**Your objective**.
Where the records below have a line with "data", that line is to be copied.
++++ Records provided
PR #948, opened 2023-06-08
refactor: update ttl

merlinpaypal:


src/library/zoid/treatments/component.js
```diff
@@ -60,8 +60,6 @@ export default createGlobalVariableGetter('__paypal_credit_treatments__', () =>
                         });
 
                         globalEvent.trigger('treatments');
-
-                        close();
```
Seavenly, line 64: Looks like a test needs to be updated from this change

src/utils/experiments.js
```diff
@@ -24,7 +24,8 @@ export function getLocalTreatments() {
     if (experiments.expiration < Date.now()) {
         // use existing value, but update treatments in the background
         if (document.readyState === 'loading') {
-            window.addEventListener('DOMContentLoaded', fetchTreatments);
+            // wrapping fetchTreatments in a function prevents memoization
```
Seavenly: This doesn't prevent memoization. `fetchTreatments` is already wrapped by the `memoize` helper. `() => fetchTreatments()` ensures that unique event objects are not passed by the event listener into `fetchTreatments` which avoids the benefit of memoization, because we only want the logic inside `fetchTreatments` to execute once, which only occurs when `fetchTreatments` is always called with `()`

Seavenly (approved):

PR #957, opened 2023-07-05
feat: JS SDK Cookie Remediation - Phase 3 (DTCRCMERC-2336)

erikacolette29:


src/library/zoid/message/component.js
```diff
@@ -50,6 +51,16 @@ export default createGlobalVariableGetter('__paypal_credit_message__', () =>
...
+            disableSetCookie: {
+                type: 'boolean',
+                queryParam: 'disable-set-cookie',
+                value: getDisableSetCookie
+            },
+            features: {
+                type: 'string',
+                queryParam: 'features',
+                value: getFeatures
+            },
```
Seavenly: Can we move these below line 351 so that these are grouped with the computed props? These are props that are not controlled by user input such as the account or style options.

src/library/zoid/modal/component.js
```diff
@@ -49,6 +50,16 @@ export default createGlobalVariableGetter('__paypal_credit_modal__', () =>
...
+            disableSetCookie: {
+                type: 'boolean',
+                queryParam: 'disable-set-cookie',
+                value: getDisableSetCookie
+            },
+            features: {
+                type: 'string',
+                queryParam: 'features',
+                value: getFeatures
+            },
```
Seavenly: Can we move these down with the other computed props similar to the above comment?

src/utils/logger.js
```diff
@@ -42,7 +42,10 @@ export const logger = Logger({
                 {}
             );
 
-        return request(method, url, {
+        const urlNew =
+            getDisableSetCookie() === true ? `${url}?disable-set-cookie=true&features=disable-set-cookie` : url;
```
Seavenly: We can omit the `=== true` as that is already implied. Also consider giving this a more meaningful name to improve clarity such as `urlWithCookieParams`
```suggestion
        const urlWithCookieParams =
            getDisableSetCookie() ? `${url}?disable-set-cookie=true&features=disable-set-cookie` : url;
```

src/library/zoid/message/component.js
```diff
@@ -50,6 +51,18 @@ export default createGlobalVariableGetter('__paypal_credit_message__', () =>
...
+                queryParam: 'disable-set-cookie',
+                required: false,
+                value: getDisableSetCookie
+            },
+            features: {
+                type: 'string',
+                queryParam: 'features',
+                required: false,
+                value: getFeatures
+            },
```
Seavenly: Can we move these below line 353 so that they are grouped with the computed props? Those are props not dependent on user input such as the account or style that come directly from a user.

src/library/zoid/modal/component.js
```diff
@@ -49,6 +50,18 @@ export default createGlobalVariableGetter('__paypal_credit_modal__', () =>
...
+                queryParam: 'disable-set-cookie',
+                required: false,
+                value: getDisableSetCookie
+            },
+            features: {
+                type: 'string',
+                queryParam: 'features',
+                required: false,
+                value: getFeatures
+            },
```
Seavenly: Can we move these with the computed props similar to the comment above?

tests/unit/spec/src/utils/experiments.test.js
```diff
@@ -105,4 +105,15 @@ describe('experiments utils', () => {
...
+    test('Handles disableSetCookie to return truthy', () => {
+        expect(getDisableSetCookie).toBeTruthy();
+
+        ensureTreatments();
+
+        expect(document.querySelector('iframe')).not.toBeNull();
+
+        // treatments should not be marked ready
+        expect(globalEvent.trigger).not.toHaveBeenCalled();
+    });
```
Seavenly: Is this test verifying much more than the test directly above it? Since we're mocking the value of `getDisableSetCookie` above the extra line essentially asserts that our mock value is what we set it to. We could consider removing this if that is the case.

Seavenly (approved):

PR #960, opened 2023-07-21
feat: disableSetCookie Query Param Fix (DTCRCGEMI-1239)

erikacolette29:


src/library/zoid/message/component.js
```diff
@@ -468,7 +468,7 @@ export default createGlobalVariableGetter('__paypal_credit_message__', () =>
             },
             disableSetCookie: {
                 type: 'boolean',
-                queryParam: 'disable-set-cookie',
+                queryParam: 'disableSetCookie',
```
Seavenly: Since the prop name matches the `queryParam` value, we can simplify this by just using `queryParam: true` for all 3 instances.

src/utils/sdk.js
```diff
@@ -234,7 +234,7 @@ export function getDevTouchpoint() {
 }
 export function getFeatures() {
     if (getDisableSetCookie()) {
-        return 'disable-set-cookie';
+        return 'disableSetCookie';
```
Seavenly: We can leave the `features` value the same (`disable-set-cookie`) otherwise it will fail our validation

Seavenly (approved):

PR #968, opened 2023-08-11
refactor: remove stage references

yeul:


package.json
```diff
@@ -51,7 +51,8 @@
         "@paypal/sdk-client": "^4.0.166",
         "@paypal/sdk-constants": "^1.0.118",
         "@paypal/sdk-logos": "^2.0.0",
-        "core-js-pure": "3.31.1"
+        "core-js-pure": "3.31.1",
+        "dotenv": "^16.3.1"
```
Seavenly: Are we able to accomplish this without adding a `dependency`? This will cause it to be included as part of the SDK bundle.

globals.js
```diff
@@ -31,7 +32,7 @@ module.exports = (env = { TARGET: 'sdk' }) => ({
         __DEV_TOUCHPOINT__: env.DEV_TOUCHPOINT,
         __DOMAIN__: {
             __LOCAL__: `https://localhost.paypal.com:${PORT}`,
-            __STAGE__: 'https://www.msmaster.qa.paypal.com',
+            __STAGE__: `https://www.${process.env.STAGE_URL}.com`,
```
Seavenly: Have we tried this with the stage SDK bundler? I feel like this could possibly result in an `undefined` value.

src/components/modal/v2/lib/hooks/applyNow.js
```diff
@@ -7,17 +7,17 @@ export default (clickTitle, src = 'link_click') => {
...
+        sandbox: 'https://www.sandbox.paypal.com',
+        production: 'https://www.paypal.com'
     }[env];
 
     return () => {
         onClick({ linkName: clickTitle, src });
         // TODO: Get finalized query param keys
         const win = window.open(
-            `https://www.${urlBase}.com/ppcreditapply/da/us?cats_id=DA_AD_UPSTREAM&actor=merchant&mktgrefid=${refId}&payer_id=${payerId}`
+            `${urlBase}/ppcreditapply/da/us?cats_id=DA_AD_UPSTREAM&actor=merchant&mktgrefid=${refId}&payer_id=${payerId}`
```
Seavenly: Is it possible to incorporate this into our `getGlobalUrl` helper so that it follows the same pattern as our other URLs? I see that the local and stage URLs are the same in this scenario, but I don't think that's a big deal and something we could change for the sake of simplicity. If we need to test this URL in the future while running locally we can create some proxy route in the dev server, but that seems unlikely.

README.md
```diff
@@ -18,6 +18,11 @@ Please feel free to follow the [Contribution Guidelines](./CONTRIBUTING.md) to c
 
 ### Quick Setup
 
+#### For PayPal Internal Testing Only:
+
+-   Make a copy of `.env.boilerplate` and rename the copy to `.env`.
+-   Set `STAGE_URL` to be the base url name for internal stage testing (exclude https://, www., and .com)
```
Seavenly: We should consider including the `www.` and `.com` so that the value is a full host value instead of a partial.

src/components/modal/lib/hooks/applyNow.js
```diff
@@ -7,17 +7,17 @@ export default clickTitle => {
...
 
     const urlBase = {
-        local: 'msmaster.qa.paypal',
-        stage: 'msmaster.qa.paypal',
-        sandbox: 'sandbox.paypal',
-        production: 'paypal'
+        local: __MESSAGES__.__DOMAIN__.__STAGE__,
+        stage: __MESSAGES__.__DOMAIN__.__STAGE__,
+        sandbox: 'https://www.sandbox.paypal.com',
+        production: 'https://www.paypal.com'
```
Seavenly: Can we make the same change here to use `getGlobalUrl`?

src/utils/sdk.js
```diff
@@ -210,6 +210,9 @@ export function getPayPalDomain() {
     } else if (__MESSAGES__.__TARGET__ === 'SDK') {
         return getSDKPayPalDomain();
     } else {
+        if (getEnv() === 'stage') {
+            return window?.__TEST_ENV__;
+        }
```
Seavenly: Will this scenario ever occur? Wouldn't this check above always catch it?
``` js
const testEnviroment = window.__TEST_ENV__ ?? __MESSAGES__.__TEST_ENV__;
if (testEnviroment && getEnv() !== 'production' && getEnv() !== 'sandbox') {
```

tests/unit/spec/src/components/modal/lib/hooks/applyNow.test.js
```diff
@@ -28,24 +29,28 @@ describe('Apply Now URL hook', () => {
 
     describe('Should return the staging URL', () => {
         test('env = local', () => {
+            __ENV__ = 'local';
             applyNow()();
 
             expect(global.open).toBeCalledWith(
-                'https://www.msmaster.qa.paypal.com/ppcreditapply/da/us?cats_id=DA_AD_UPSTREAM&actor=merchant&mktgrefid=1&payer_id=1'
+                `${getGlobalUrl('CREDIT_APPLY')}?cats_id=DA_AD_UPSTREAM&actor=merchant&mktgrefid=1&payer_id=1`
```
Seavenly: Any particular reason we use `getGlobalUrl('CREDIT_APPLY')` here, but hard code the URL in the other tests? Should we just hard code the expected value for both?

Seavenly (approved):

PR #975, opened 2023-08-21
fix: simplify handling of deviceID

gillycheesesteak:
## Description

- Centralizes the handling of deviceID to prevent mismatch between deviceID and treatmentsHash, which is dependent on deviceID
- Enables the treatments component on non-SDK integrations, so deviceID can be populated for those integrations in a common way

## Screenshots

N/A

## Testing instructions

Need to consider all possible states of deviceID in localStorage and different integrations that may be currently relying on the way that has been populated previously

### DIFF
--- a/src/components/message/Message.js
+++ b/src/components/message/Message.js
@@ -8,7 +8,8 @@ import {
     createState,
     parseObjFromEncoding,
     getRequestDuration,
-    getTsCookieFromStorage
+    getTsCookieFromStorage,
+    getOrCreateDeviceID
 } from '../../utils';
 
 const Message = function ({ markup, meta, parentStyles, warnings }) {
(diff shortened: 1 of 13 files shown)


src/components/message/Message.js
```diff
@@ -85,8 +75,8 @@ const Message = function ({ markup, meta, parentStyles, warnings }) {
         activeTags: getActiveTags(button),
         messageRequestId,
         // Utility will create iframe deviceID/ts_cookie values if it doesn't exist.
-        deviceID: isStorageFresh() ? parentDeviceID : getDeviceID(),
         ts: getTsCookieFromStorage(),
+        deviceID: getOrCreateStorageID(),
```
Seavenly: If we're no longer pulling the `deviceID` in the `zoid` component `onReady` hooks for the message or modal does this still serve any purpose? If not can this and other instances for the message and modal code just be completely removed if the treatments component is supposed to be the only frame making that communication?

paypal-rosman: good call out

Seavenly (approved):

paypal-rosman (approved):

PR #977, opened 2023-08-23
feat: track merchants displaying standalone modals

surekhaw:
## Description

logging an event_type: "MORS" to update to trigger dynamic segment update to include merchants who integrate standalone modals via SDK


Seavenly:
Closing for now while the solution is still being determined

PR #985, opened 2023-09-14
feat: updated input on calculator for better accessibility

perco12:
## Description

The screen readers read the correct input types and doesn't read the calculator's input as type "telephone" but still ensures the numerical keyboard comes up on mobile 

## Screenshots

enteramount

Screenshot 2023-09-14 at 11 06 18 AM


erikacolette29:
Looks good, just one spot we might want to fix, this screen shot shows the screen reader text with and without your changes. For some reason i'm seeing "invalid data" with your changes. I think we won't want that experience. 

Screenshot 2023-09-18 at 10 50 01 AM

erikacolette29 (approved):

PR #986, opened 2023-09-14
fix: components render inside external zoid iframes

Seavenly:
## Description

We currently have a util function `isZoidComponent()` that we use to prevent certain logic from running inside or IFrames, such as scanning the page for elements with the `data-pp-message` attribute to auto-render messages. This check looks for `__zoid__` windows to prevent this. This has a side-effect of preventing other merchants from using `zoid` to render our components inside an IFrame. The following change has been made to help address this:

- Update the `isZoidComponent()` util to explicitly look for the tags of our `zoid` components

## Screenshots

N/A

## Testing instructions

Attached is an example that can be placed into the `demo/` directory to reproduce the scenario.
[paypal-zoid.zip](https://github.com/paypal/paypal-messaging-components/files/12611495/paypal-zoid.zip)

### DIFF
--- a/src/library/zoid/treatments/component.js
+++ b/src/library/zoid/treatments/component.js
@@ -4,6 +4,7 @@ import { node, dom } from '@krakenjs/jsx-pragmatic/src';
 import { getCurrentScriptUID } from '@krakenjs/belter/src';
 
 // Direct imports to avoid import cycle by importing from ../../../utils
+import { TAG } from '../../../utils';
 import {
     getMeta,
     getEnv,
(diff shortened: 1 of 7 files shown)


src/library/zoid/treatments/component.js
```diff
@@ -4,6 +4,7 @@ import { node, dom } from '@krakenjs/jsx-pragmatic/src';
 import { getCurrentScriptUID } from '@krakenjs/belter/src';
 
 // Direct imports to avoid import cycle by importing from ../../../utils
+import { TAG } from '../../../utils';
```
gillycheesesteak: Is the above comment not relevant anymore?

gillycheesesteak (approved):

PR #992, opened 2023-10-02
refactor: enable passing multiple merchant ids

surekhaw:
## Description
enable passing multiple merchant ids to cpnw.
 
## Screenshots
N/A

## Testing instructions
valid merchant ids of 10 or 13 characters should pass when inputted as merchant-id=* and data-merchant-id='id1, id2'. otherwise an appropriate error message will appear in the console.log.

### DIFF
--- a/src/library/zoid/message/validation.js
+++ b/src/library/zoid/message/validation.js
@@ -68,15 +68,22 @@ export default {
     },
     merchantId: ({ props: { merchantId } }) => {
         if (typeof merchantId !== 'undefined') {
+            let invalidId;
             if (!validateType(Types.STRING, merchantId)) {
+                console.log('not a string');
                 logInvalidType('merchantId', Types.STRING, merchantId);
-            } else if (merchantId.length !== 13 && merchantId.length !== 10) {
-                logInvalid('merchantId', 'Ensure the correct Merchant ID has been entered.');
-            } else {
-                return merchantId;
+                invalidId = merchantId;
             }
+            const ids = merchantId.toString().split(',');
+            ids.forEach(id => {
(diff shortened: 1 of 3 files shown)


src/library/zoid/message/validation.js
```diff
@@ -68,15 +68,20 @@ export default {
...
+                invalidId = merchantId;
             }
+            const ids = merchantId.toString().split(',');
+            ids.forEach(id => {
+                if (id.length !== 13 && id.length !== 10) {
+                    logInvalid('merchantId', 'Ensure the correct Merchant ID has been entered.');
+                    invalidId = id;
+                }
+            });
+            return invalidId ? undefined : merchantId;
```
Seavenly: Consider the following which contains a few modifications:
1. Tightens the scope where `invalidId` (renamed to `isInvalid` since we're using it as a boolean) is used to reduce mental overhead
2. The `forEach` will potentially log multiple times with the same message if there are multiple bad IDs but we only need it to log once. We can make use of `Array.prototype.some` to short circuit after a single invalid match. It will return a `boolean` value.
3. More closely follows the pattern of other validators by returning the value in an `else` block after all checks have passed.
``` js
            if (!validateType(Types.STRING, merchantId)) {
                logInvalidType('merchantId', Types.STRING, merchantId);
            } else {
                const isInvalid = merchantId.split(',').some(id => id.length !== 13 && id.length !== 10);
                
                if (isInvalid) {
                    logInvalid('merchantId', 'Ensure the correct Merchant ID has been entered.');
                } else {
                    return merchantId;
                }
            }
```

Seavenly (approved):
++++++++
**Written answer**.
Looks good, just one spot we might want to fix, this screen shot shows the screen reader text with and without your changes. For some reason i'm seeing "invalid data" with your changes. I think we won't want that experience. 
We currently have a util function `isZoidComponent()` that we use to prevent certain logic from running inside or IFrames, such as scanning the page for elements with the `data-pp-message` attribute to auto-render messages. This check looks for `__zoid__` windows to prevent this. This has a side-effect of preventing other merchants from using `zoid` to render our components inside an IFrame. The following change has been made to help address this:
valid merchant ids of 10 or 13 characters should pass when inputted as merchant-id=* and data-merchant-id='id1, id2'. otherwise an appropriate error message will appear in the console.log.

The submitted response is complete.